My Way Back To You
I get annoyed when bloggers use pictures of people who aren't, you know, them on their, you know, blogs. By this, I mean I dislike when a blogger I respect gets nervous and deploys sweet images of plastic strangers. Thus, I am a complete hypocrite this evening because that face is not my face. I am vain. Grief and stress have made me look and feel run down, so let's not kid ourselves. If you think I'm taking pictures of myself wearing an herbal masque, sipping chardonnay through a bendy straw and watching General Hospital, you are mistaken. I found that green gal in Google Images; I like her quizzical What, me wrinkle? expression. She probably even likes chardonnay and kind of resembles Siobhan's younger sister. Yahtzee!
Today, I was reading my email at my desk and heard myself laugh. I was so surprised I stopped laughing. But that's silly, so I went back to reading what made me laugh, and it was still funny.
Detective Bart Lasiter was in his office studying the light from his one small window falling on his super burrito when the door swung open to reveal a woman whose body said you've had your last burrito for a while, whose face said angels did exist, and whose eyes said she could make you dig your own grave and lick the shovel clean.
Jim Guigli
Carmichael, CA
Feel the glee! Depending upon one's taste and peculiar education, one may find the funny in some entries and not so much in others.
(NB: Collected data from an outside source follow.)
PR #181, opened 2022-04-14
Fix missing links in README

domoscargin:
While setting this repo up on my new machine, I noticed some of the links in the README were out of date.

Most have equivalent documentation in the new tech docs site structure, but I can't find any relevant docs on partials, so I've removed the link for now. It used to live on the [single page documentation](https://github.com/alphagov/tdt-documentation/blob/8549ab8d4b06372acaa69e8e9f9f7f3f9fb9da53/source/create_project/single_page/index.html.md.erb#L36).

### DIFF
--- a/README.md
+++ b/README.md
@@ -29,9 +29,7 @@ You can add content by editing the `.html.md.erb` files. These files support con
 - HTML
 - Ruby
 
-👉 You can use Markdown and HTML to [generate different content types][example-content] and [Ruby partials to manage content][partials].
-
-👉 Learn more about [producing more complex page structures][multipage] for your website.
+👉 Learn more about [configuring your website][configure].
 
 ## Installing dependencies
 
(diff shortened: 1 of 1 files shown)


README.md
```diff
@@ -29,7 +29,7 @@ You can add content by editing the `.html.md.erb` files. These files support con
 - HTML
 - Ruby
 
-👉 You can use Markdown and HTML to [generate different content types][example-content] and [Ruby partials to manage content][partials].
```
vanitabarrett, line 32: Looks like [this file was deleted](https://github.com/alphagov/tdt-documentation/pull/127/files#diff-19535472ebe098550446abc0eeaab92893974cc2a1ce278d4c9db3563bdb2ac0L36) and moved to [a new file](https://github.com/alphagov/tdt-documentation/pull/127/files#diff-8cca47100766286315c6e134732526468608d6197a0015e40c12a5d215aeb008R19) . I'm not sure if it's still relevant for the frontend docs - if not, we could remove this bit.

domoscargin: Yeah, I presume we're referring here to things that look like:

`<% partial foo/bar %>`

Which we don't use in the frontend docs.

I agree though - feels like if we're sending readers to the tech docs documentation anyway, we don't need this bit.

vanitabarrett: Sounds good to me!

domoscargin:
I've replaced two links with a more generic link to the documentation, as discussed.

vanitabarrett (approved):

PR #182, opened 2022-04-14
Add troubleshooting for M1 Macs during bundle install

domoscargin:
During `bundle install` on M1 machines, there appears to be an issue with `eventmachine-1.2.7`, which complains with the error:

```
fatal error: 'openssl/ssl.h' file not found
#include <openssl/ssl.h>
         ^~~~~~~~~~~~~~~
1 error generated.
```

We've managed to get past this by running `brew install openssl` and following the directions here: https://stackoverflow.com/questions/30818391/gem-eventmachine-fatal-error-openssl-ssl-h-file-not-found/31516586#31516586

This adds these instructions to the troubleshooting section of the README.

### DIFF
--- a/README.md
+++ b/README.md
@@ -68,6 +68,17 @@ Run `bundle update` to make sure you're using the most recent Ruby gem versions.
 
 Run `bundle exec middleman build --verbose` to get detailed error messages to help with finding the problem.
 
+### OpenSSL issues on newer versions of MacOS
+Because of some quirks with OpenSSL on newer versions of MacOS, you might run into an error with `eventmachine` while running `bundle install`.
+
+To fix this, run:
+
+```
+brew install openssl
+bundle config build.eventmachine --with-cppflags=-I$(brew --prefix openssl)/include
+bundle install
+```
+
 ## Testing
 
 To run the linter and Ruby tests, run `bundle exec rake`.


vanitabarrett:
@querkmachine Might be one for you to review, as you had the same issue earlier this week?

querkmachine:
The instructions themselves look good to me. Some digging I did after-the-fact indicates this is not an M1/Apple Silicon-specific problem*, so the text may need amending to indicate that. 

\* The best explanation I could find is that macOS no longer has OpenSSL bundled with it like past versions, or rather, nowadays OpenSSL only exists as a symlink to LibreSSL—a stripped-down fork of OpenSSL—which isn't working in this instance as eventmachine is looking for a specific file within OpenSSL.

domoscargin:
> Some digging I did after-the-fact indicates this is not an M1/Apple Silicon-specific problem*, so the text may need amending to indicate that.

I'll lower my recently-crafted M1-problems pitchfork and light it less immediately next time!

querkmachine (approved):

lfdebrux:
Interesting, I think this issue should affect all tech docs template instances, as `eventmachine` is a transitive dependency of `govuk-tech-docs`.

Do you think it would be worth raising an issue against https://github.com/alphagov/tech-docs-gem to share the workaround?

PR #186, opened 2022-05-10
Strengthen message around LibSass and Ruby Sass

vanitabarrett:
Make it more explicit that GOV.UK Frontend will drop support for LibSass and Ruby Sass at some point in the future.

### DIFF
--- a/source/installing-with-npm/index.html.md.erb
+++ b/source/installing-with-npm/index.html.md.erb
@@ -21,14 +21,9 @@ weight: 10
 
     If you're using Dart Sass 1.33.0 or greater, you may see deprecation warnings when compiling your Sass. You can [silence deprecation warnings caused by dependencies](/importing-css-assets-and-javascript/#silence-deprecation-warnings-from-dependencies-in-dart-sass) if required.
 
-    We recommend you do not use either LibSass or Ruby Sass, as they are deprecated.
+    Do not use either LibSass or Ruby Sass, which are deprecated, for new projects.
 
-    Currently, GOV.UK Frontend supports:
-
-- LibSass - version 3.3.0 and greater
-- Ruby Sass - version 3.4.0 and greater
-
-    However, we may stop supporting LibSass and Ruby Sass in future.
+    Although GOV.UK Frontend currently supports LibSass (version 3.3.0 and above) and Ruby Sass (version 3.4.0 and above), we will remove support in future. If you're using either of these Sass compilers, you should [migrate to Dart Sass](https://sass-lang.com/blog/libsass-is-deprecated#how-do-i-migrate) as soon as you reasonably can.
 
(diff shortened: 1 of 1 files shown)


EoinShaughnessy (approved):

source/installing-with-npm/index.html.md.erb
```diff
@@ -21,14 +21,9 @@ weight: 10
 
     If you're using Dart Sass 1.33.0 or greater, you may see deprecation warnings when compiling your Sass. You can [silence deprecation warnings caused by dependencies](/importing-css-assets-and-javascript/#silence-deprecation-warnings-from-dependencies-in-dart-sass) if required.
 
-    We recommend you do not use either LibSass or Ruby Sass, as they are deprecated.
+    We strongly recommend you do not use either LibSass or Ruby Sass, as they are deprecated.
```
36degrees, line 24: I think if we make this about 'new projects' (where there won't be an existing build pipeline etc) we can be even harder line on this.

```suggestion
    Do not use either LibSass or Ruby Sass for new projects, as they are deprecated.
```

source/installing-with-npm/index.html.md.erb
```diff
@@ -21,14 +21,9 @@ weight: 10
...
 
-    Currently, GOV.UK Frontend supports:
-
-- LibSass - version 3.3.0 and greater
-- Ruby Sass - version 3.4.0 and greater
-
-    However, we may stop supporting LibSass and Ruby Sass in future.
+    Although GOV.UK Frontend currently supports LibSass (version 3.3.0 and above) and Ruby Sass (version 3.4.0 and above), we will remove support in future.
```
36degrees, line 26:
```suggestion
    Although GOV.UK Frontend currently supports LibSass (version 3.3.0 and above) and Ruby Sass (version 3.4.0 and above), we will remove support in future. If you're using either of these Sass compilers, you should [migrate to Dart Sass](https://sass-lang.com/blog/libsass-is-deprecated#how-do-i-migrate) as soon as you reasonably can.
```

36degrees, line 26: Worth making it explicit what we want service teams to do, and linking to the guidance from the Sass team?

```suggestion
    Although GOV.UK Frontend currently supports LibSass (version 3.3.0 and above) and Ruby Sass (version 3.4.0 and above), we will remove support in future. If you're using either of these Sass compilers, you should [migrate to Dart Sass](https://sass-lang.com/blog/libsass-is-deprecated#how-do-i-migrate) as soon as you reasonably can.
```

36degrees (commented):
Looks good to me. I've added a couple of suggestions, but feel free to ignore them if you don't think they improve things.

source/installing-with-npm/index.html.md.erb
EoinShaughnessy: Really good shout. Suggesting a tweak to be super-clear about what's been deprecated.

```suggestion
    As LibSass and Ruby Sass are deprecated, do not use them for new projects.
```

"I know what you're thinking, punk," hissed Wordy Harry to his new editor, "you're thinking, 'Did he use six superfluous adjectives or only five?' - and to tell the truth, I forgot myself in all this excitement; but being as this is English, the most powerful language in the world, whose subtle nuances will blow your head clean off, you've got to ask yourself one question: 'Do I feel loquacious?' - well do you, punk?"
Stuart Vasepuru
Edinburgh, Scotland
Do I? I'm a damn blogger! The competition has interesting categories you might expect. In the category of Detective Fiction:
It was a dreary Monday in September when Constable Lightspeed came across the rotting corpse that resembled one of those zombies from Michael Jackson's "Thriller," except that it was lying down and not performing the electric slide.
Derek Fisher
Ottawa, ON
Fantasy Fiction:
It was within the great stony nostril of a statue of Landrick the Elfin Vicelord that Frodo's great uncle, Jasper Baggins, happened to stumble upon the enchanted Bag of Holding, not to be confused with the Hag of Bolding, who was quite fond of leeks, most especially in a savory Hobbit knuckle stew.
Camille Barigar
Twin Falls, ID
Purple Prose:
Her angry accusations burned Clyde like that first bite of a double cheese pizza, when the toppings slide off and sear that small elevation of the oral mucosa, just behind the front teeth, known as the incisive papilla, which is linked to the discriminatory function of the taste buds except, where Clyde was concerned, when it came to women.
Pamela Patchet Hamilton
Beaconsfield, Quebec
Romance:
Sex with Rachel after she turned fifty was like driving the last-place team on the last day of the Iditarod Dog Sled Race, the point no longer the ride but the finish, the difficulty not the speed but keeping all the parts moving in the right direction, not to mention all that irritating barking.
Dan Winters
Los Altos Hills, CA
And my favorite, Special Salute to Breasts Category. Is it hot in here?
As she sashayed out of the police station, her high heels clicking a staccato rhythm on the hard tile floor, like a one-armed castanet player in a very bad mariachi band, her ample bosom held in check only by a diaphanous blouse, and bouncing at each step like a 1959 tricked out Low-rider Chevy with very good hydraulics---she smiled to herself as she thought of the titillating interrogation from Detective Tipple about the Twin Peaks Melon Heist.
Wayne Spivey, Major, USAF Retired
Huntsville, Texas
When she sashayed across the room, her breasts swayed like two house trailers passing on a windy bridge.
Stan Higley
Fairport, NY
Although Brandi had been named Valedictorian and the outfit for her speech carefully chosen to prove that beauty and brains could indeed mix, she suddenly regretted her choice of attire, her rain-soaked T-shirt now valiantly engaging in the titanic struggle between the tensile strength of cotton and Newton's first law of motion.
Mark Schweizer
Hopkinsville, KY
On Saturday, Siobhan and I have appointments at a spa for massages and facials. You may hear laughter from wherever you are.